9. Insensatez – Antonio Carlos Jobim


This is a jazz standard written and recorded by Jobim. One of the things that makes this song work so well in the movie is that it is unexpected. Lynch’s film is avant-garde, to say the least, so adding something more standard throws the movie a little further off-kilter.

8. Hollywood Sunset – Barry Adamson


Adamson was a solid choice for one of the main score composers. His early work as a filmmaker gives him unique insight into constructing a soundtrack. With this selection, he effortlessly captures the style and the scene in the movie

7. Apple Of Sodom – Marilyn Manson


This song was done by the group explicitly for the Lost Highway Soundtrack. Manson wrote the song after Lynch requested thy so something for the soundtrack. Even though a video was made for I, it wasn’t released until 2009 because part of the video had questionable scenes.

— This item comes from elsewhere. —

PR #614, opened 2025-12-22
[evm]: `ERC4337` Account for solvers

seunlanlege:
Introduces the `SolverAccount` an [`ERC-4337`](https://eips.ethereum.org/EIPS/eip-4337) compliant account for solvers, specifically for sponsoring `select` transactions.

6. Eye – The Smashing Pumpkins


Like Apple of Sodom, this song was done for the movies. Much of Smashing Pumpkin’s work between the albums Adore and Mellon Collie and the Infinite Sadness was work on film soundtracks. Eye was the first song done with the group’s long-term drummer Jimmy Chamberlain.

5. Red Bats With Teeth Angelo Badalamenti


While this song is playing several things are going on. First, Fred is playing the saxophone with the band. Viewers also see Pete changing the channel because the song is making his head hurt. Bill Pullman is playing the saxophone in the movie.

4. I Put A Spell On You – Marilyn Manson


This song was initially on the group’s album Smells Like Children. It’s a cover of a song initially performed by Screamin’ Jay Hawkins in 1956.

3. This Magic Moment – Lou Reed


The Drifters version of this song was quintessential ’50s. Reed’s version opens with more of a Rockabilly beat that segues into a touch of electronica. The way the singer does the song is completely different from the initial version but it is the right amount of update for the film.

2. Driver Down – Trent Reznor


Many Trent Reznor songs were never credited to the singer and instead went under his group Nine Inch Nails. The singer said that it has his name because the band was in an upheaval and members had left. The song plays near the end of the movie before a reprise of David Bowie’s song I’m Deranged.

1. The Perfect Drug – Nine Inch Nails


The title of this NIN song refers to Abinsthe which is how the green fairy is known. The tune was written for the Lynch film The Lost Highway. It was well-received but the lead singer of the group felt like it wasn’t his best work. The song was performed live for the first time at Red Rocks Amphitheatre in Morrison Colorado.